EXERCISE DESCRIPTION: Read through the data and report every line in which the word "within" occurs.

(Data excerpts)
PR #7, opened 2019-11-08
Change PR title in prerelease mode to include tag name

Andarist:
We could match commit message to this - but I don't care about it that much. The PR title is somewhat important as we have in emotion 2 PRs with the same titles right now. If you feel like changing commit message as well then let me know and I'll adjust this or prepare a new PR.


Andarist:
Yeah, I can change this - no problem. Just having hard time to see when this would actually matter (or is the request just about being more future-proof)?

mitchellhamilton:
One case is when pre-releases are on the default branch. Mentioning the branch is kinda unnecessary.

Andarist:
Ok, the use case makes sense (prereleases on a default branch). I think though that in such a case it would still be beneficial to mention the prerelease tag in a title - only the source of this information has to be different than what I've used right now. I'll make this change in a moment - if you think that it doesn't make sense I can adjust later to what you have proposed.

PR #8, opened 2019-11-09
Remove updating pull request title to allow manual editing

Andarist:
I actually haven't included this on purpose. It seems like if one wishes to edit PR's title manually after it gets created then we shouldn't update it back.

This is a minor thing, probably nearly noone will edit those - but I haven't found a strong argument to "force" the title to the automated one, so it seems like this can just be removed.

Feel free to decline the PR though.


mitchellhamilton:
The main case I was thinking of is when the title would change is when a branch enters or exits pre mode, the title should be updated.

PR #16, opened 2020-01-23
Include a link back to the README for folks to read

orta:
Mainly because I had to DDG for the action name to get back to it


Noviny:
Thanks for this!

PR #20, opened 2020-01-30
Bring back former PR title

Andarist:
IMHO current commit msg as a PR title is way worse than a previous version, I don't care about commit msg following some convention, but it would be great to keep a PR title nice & clean.

If this is something you don't want to merge then this really should be configurable.

cc @Noviny @harrysolovay


Andarist:
Should we allow for configuring commit message & pr title separately? Should both be put inside changesets JSON config? Is it OK to jump on this back & forth within a single major of changesets (I mean - the default has just been changed and we are considering changing it back now)?

harrysolovay:
@Andarist @mitchellhamilton apologies if I introduced undesirable behavior with that PR. Following Conventional Commits was a short-term solution to the problem of commit-message configurability. If you two can hold off on merging this, I can work on another PR this weekend. Because there's no definitive template string syntax for JSON, it might be best if––from the JSON config––we reference a script which exports a commit-message-forming function:

```js
module.exports = (type, scope, description) =>
  `${type}(${scope}): ${description}`;
```

This way we can package and publish each style's commit-message creator, and reference them relative to `node_modules`.

```diff
{
  "$schema": "https://unpkg.com/@changesets/config@0.3.0/schema.json",
  "changelog": "@changesets/cli/changelog",
  "commit": true,
+ “messages”: {
+   "commits": “changesets-conventional-commits”,
+   "pull-request": "..."
+ },
  "linked": [],
  "access": "restricted",
  "baseBranch": "master"
}
```

^ The same would be true for PR title. Please let me know if you two agree with this approach.

Noviny:
I’m actually pretty happy to merge this and then make the commit message configurable and add no config for the bot PR.

Still agree with the above config for adding a way to configure the git commits. The two messages you need though are for `add` and `version` (the two actions that can lead to commits) - this would then preferably use the `version` commit function.

—

Re: changing this and then changing back within majors - we try not to own commit message formatting as API, so I’m not too worried. Would be likely to make it a breaking change once we’ve got deliberate convention

harrysolovay:
@Noviny gotcha––just to be certain we're on the same page: you agree with the mechanism I mocked out above, with the exception of changing the naming to `add` / `version`?

Noviny:
Yep, that seems fine to me. I think I'd like to change the defaults back to something that doesn't line up with conventional commits (so there's no implicit link there - if you are using changesets you probably don't need conventional commits as that's two versioning strategies)

Want to add this to the other issue before you pick it up?

harrysolovay:
@Noviny agreed––no need to have conventional commits as a default. I'll give this a whirl.

harrysolovay:
This is discouraging: I've cloned `atlassian/changesets`, and the `watch` script exists with this:

Screen Shot 2020-02-02 at 1 15 56 PM

It's not a linking problem. The TS does seem to get compiled. Why is it that there's no `types` field nor declaration files being generated for these packages? They do seem to depend on one another's types. I feel like I'm missing something here. Can you please explain this workflow a bit? A `CONTRIBUTING.md` in this action and the `atlassion/changesets` repos would be greatly appreciated!

Andarist:
@harrysolovay there is a chance that recently merged upgrade to TS has broken this. I think I've fixed it with https://github.com/atlassian/changesets/pull/271 .

harrysolovay:
@Andarist I've managed to get it synced with the upstream & building, but something's still wonky with the configuration. Even though TS 3.7.4 is being used, control flow / type guard info isn't being picked up properly––I'm trying to add a new condition to the `parse` fn in `packages/config/src/index.ts`. This new condition checks for the presence of `json.messageFormatters` (which I've added in the `types` package). If `json.messageFormatters` exists, it proceeds to check for the presence of child props `add` and `version`.  I'm getting the following:

Screen Shot 2020-02-02 at 2 52 27 PM

Screen Shot 2020-02-02 at 2 52 37 PM

Also, optional chaining is broken. I've made sure that the `yarn.lock` and `node_modules` are fresh, incase it was an outdated version of TypeScript... restarted the language service like a mad man. It doesn't seem to be related to version. Any ideas about what's going on here?

Andarist:
The first problem is expected, once you have used forEach you have invalidated TS refinement - it cannot be sure that a function call have not removed a property which you have just checked for existence. 

As to optional chaining - not sure, could you check what version of VSCode are you using and what version of TS is being used in it? The latter you should be able to check in the bottom right corner of the app window. VSCode has this weird behavior that it uses its own TS version over the one that is installed in opened project.

harrysolovay:
Interesting! I wasn't aware of that behavior until now. Cool!

Yea––I'm definitely on the right TS version. I see `@typescript-eslint/eslint-plugin` and `@typescript-eslint/parser` versions as both `^2.6.0`. I don't think these are valid. The current version [seems to be](https://www.npmjs.com/package/@typescript-eslint/parser) 2.18.0... also, the problem stems from not specifying `eslint` `parserOptions`. The following addition fixes optional chaining parse errors.

```diff
+ "parserOptions": {
+   "createDefaultProgram": true,
+   "ecmaVersion": 2020,
+   "project": "tsconfig.json",
+   "sourceType": "module"
+ },
```

I'll add this in with the rest of the changes.

harrysolovay:
@Andarist –– apologies to keep pinging you for assistance with little workflow details. I'm running into a type error again :(

Screen Shot 2020-02-02 at 5 04 12 PM

Any idea what's goin' on?

Andarist:
Have you rebased on the current master? I think its fixed there, if not - please push out your changes and list exact repro steps how to reach this situation from a fresh clone to an er error

harrysolovay:
I didn't rebase. I forked yours & then fetched the upstream. Are you saying I need to rebase your fork's commits with `atlassian/changesets` master? I'm gonna struggle with that.

Instead, can you please keep me posted about `atlassian/changesets` master? I can pick this up again when its development environment is fixed.

Andarist:
I believe master has been fixed. You can note down your commits, checkout on master and cherry-pick your commits

harrysolovay:
@Andarist I'm unable to submit a draft PR for feedback, but [here's the fork](https://github.com/harrysolovay/changesets) off of which I'm working. Quite a few tests are breaking, and I don't have the ramp-up time necessary to fix'em. I was wondering if you'd be willing to take a look at these changes and give feedback?

PR #23, opened 2020-04-14
Add parameter to control version script

luisherranz:
I have added an optional parameter called `version` that allows you to take control of the `changeset version` command. This is useful when you need to add additional logic to the command, like for example updating other files.

I have tested it in one of our repositories and it is working fine:
- The npm script: https://github.com/frontity/wp-plugins/blob/dev/package.json#L25
- The code of the script: https://github.com/frontity/wp-plugins/blob/dev/scripts/version.js
- The action execution: https://github.com/frontity/wp-plugins/runs/586330983?check_suite_focus=true
- The PR created: https://github.com/frontity/wp-plugins/pull/30

As you can see, there's an additional file (`plugins/frontity-headtags/plugin.php`) updated in the PR, generated by our script.


luisherranz:
Thanks to you @mitchellhamilton 🙂

PR #26, opened 2020-04-19
Add outputs variable `published` and `publishedPackages`

### LINKED ISSUE #25: Any way to know if a publish occurred?
I'd like to send a Slack notification whenever a publish happens, but from what I can tell this action doesn't give me any way to determine if it just opened a PR or did a full publish. Maybe I'm missing something? If not, consider this a feature request!

ocavue:
Fixes #25


Noviny:
Hi @chasemccoy this looks good! Thanks for the contribution, and for documenting it.

I was wondering just quickly if there was any value in using the list of published packages here so the output was either:

`false` or `array` so that you can include more info about what happened - I could see that being valuable to be able to send to slack.

If not, that's totally fine, and I'm happy to merge once you get back to me.

chasemccoy:
@Noviny to be clear, I didn’t contribute to this PR, but I think your idea is great! I would definitely see the value in knowing which packages were published. 

@ocavue would you mind adding that? If not I can take a stab at it myself.

Noviny:
*headdesk* Sorry for name typing failure

ocavue:
@Noviny 

That's a good idea to provide more information about a publishing. 

Personally, I don't like a variable with different types. So I added another output field `publishedPackages` to present a array.

Noviny:
Awesome, thanks!

PR #30, opened 2020-05-08
fix: respect .npmrc if already present

### LINKED ISSUE #29: Don't overwrite ~/.npmrc
We publish to a private registry, and we have our `.npmrc` files initialized as needed to access those registries. Please don't blast away our configuration:

https://github.com/changesets/action/blob/2eb58c89dcc7f84b755c18b3cf4a6161787a3197/index.ts#L88-L91

emmenko:
Fixes #29


jmackay-io:
Wow, awesome turnaround time - looks like exactly what we needed in #29 🙏

PR #32, opened 2020-06-07
fix: restore previous branch after pushing to changesets Pull Request

emmenko:
I noticed that after the action runs, the active branch is set to e.g. `changeset-release/master`.

I would expect that the original active branch is restored so that follow up actions assume to run on the correct branch.


mitchellhamilton:
Thanks for the PR but I don't think this is something we should do. People could be relying on being on being on the release branch if the release PR was created/updated(e.g. https://github.com/davidkpiano/xstate/blob/48cde74e75e4c119e12c61f34b9e82ab53268dbe/.github/actions/change-release-intent/main.js, https://github.com/davidkpiano/xstate/blob/48cde74e75e4c119e12c61f34b9e82ab53268dbe/.github/workflows/release.yml) and it's much easier to change back to the previous branch than it is to find out if the release PR was created/updated.

tbh, I think this whole action needs to be restructured but I don't think making changes like this that could break people, especially given that we currently recommend people use `changesets/action@master` makes sense.

emmenko:
I see, thanks for the feedback.

It's not a big deal, I'm just checking out the branch manually now. I guess for me it wasn't clear what the behavior was. Maybe this can be documented a bit better in the README.

But if you plan to refactor/restructure the action anyway, we can keep it as-is for now.

Issue #33, opened 2020-06-09
Incompatible with @changesets/cli v2.8.0


ocavue:
In [@changesets/cli v2.8.0](https://github.com/atlassian/changesets/commit/5dc389f9cc03a59ef44f34243efe8ad00e35d465#diff-268d4deba624b8bba84127cce7721fcdR79-R86), the git tag format for single-package repositories has changed, which make [this regular expression](https://github.com/changesets/action/blob/6f5135b203d5101ecf2ef3eea53c5cc8bfad56c6/index.ts#L110) not longer working.

This causes two problems when using changesets/action with a single-package repositorie:

1. Can not create GitHub Release automatically.
2. The outputs (`published` and `publishedPackages`) from the Action don't contain correct package information.

ocavue:
cc @Andarist

Andarist:
Thanks for raising this! I'll try to fix this asap.

Andarist:
Sorry for the delay - but I have good news. There is a pending PR to fix this: https://github.com/changesets/action/pull/35 - we should be able to merge & release it soon.

PR #34, opened 2020-06-16
Migrate away from deprecated get-workspaces

Andarist:
Even though this is not strictly related, this will help me fix this issue: https://github.com/changesets/action/issues/33 in a followup PR.

It also brings `lerna` support with it as it has been added some time ago to the `@manypkg/get-packages`.


index.ts
```diff
@@ -75,15 +75,8 @@ import readChangesets from "@changesets/read";
     console.log(
       "No changesets found, attempting to publish any unpublished packages to npm"
     );
-    let workspaces = await getWorkspaces({
-      tools: ["yarn", "bolt", "pnpm", "root"]
-    });
-
-    if (!workspaces) {
-      return core.setFailed("Could not find workspaces");
```
Andarist, line 83: `getPackages` always returns something, even if its an empty array (or throws, of course, but that's just handled by the top-level catch here)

ANSWER FOR THE TASK:
Should we allow for configuring commit message & pr title separately? Should both be put inside changesets JSON config? Is it OK to jump on this back & forth within a single major of changesets (I mean - the default has just been changed and we are considering changing it back now)?
Re: changing this and then changing back within majors - we try not to own commit message formatting as API, so I’m not too worried. Would be likely to make it a breaking change once we’ve got deliberate convention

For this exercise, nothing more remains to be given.